Evolution of concentration under lattice spin-flip dynamics

TL;DR

This paper studies how concentration inequalities evolve over time in lattice spin-flip dynamics, showing preservation of Gaussian concentration bounds under certain conditions and their impossibility to be achieved from low-temperature states in finite time.

Contribution

It demonstrates the preservation of Gaussian concentration bounds in weakly interacting dynamics and the impossibility of reaching such bounds from low-temperature Gibbs states in finite time.

Findings

Gaussian concentration bound is conserved in weakly interacting dynamics

It is impossible to reach Gaussian concentration bounds from low-temperature Gibbs states in finite time

Uniform variance bounds are conserved under general spin-flip dynamics

Abstract

We consider spin-flip dynamics of configurations in $\{-1,1\}^{\mathbb{Z}^d}$, and study the time evolution of concentration inequalities.
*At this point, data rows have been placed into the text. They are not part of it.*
PR #3177, opened 2024-10-28
fix(query-graph): allow multiple best path options per subgraph

duckki:
It's necessary when advancing to a subgraph with multiple overlapping @interfaceObject implementations.


duckki:
Closing. We better add a validation rule preventing overlapping interface object declarations.

PR #3191, opened 2024-12-11
When we see that `@provides` specifies an overridden field, remove it from the field selection.

clenfest:


composition-js/src/__tests__/compose.test.ts
```diff
@@ -5290,3 +5290,37 @@ describe('@source* directives', () => {
     assertCompositionSuccess(result);
   });
 });
+
+it('errors on unused @external', () => {
```
clenfest, line 5294: This test is essentially moved from `subgraphValidation.test.ts`

composition-js/src/merging/merge.ts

For "weakly interacting" dynamics we show that the Gaussian concentration bound is conserved in the course of time and it is satisfied by the unique stationary Gibbs measure. Next we show that, for a general class of translation-invariant spin-flip dynamics, it is impossible to evolve in finite time from a low-temperature Gibbs state towards a measure satisfying the Gaussian concentration bound. Finally, we consider the time evolution of the weaker uniform variance bound, and show that this bound is conserved under a general class of spin-flip dynamics.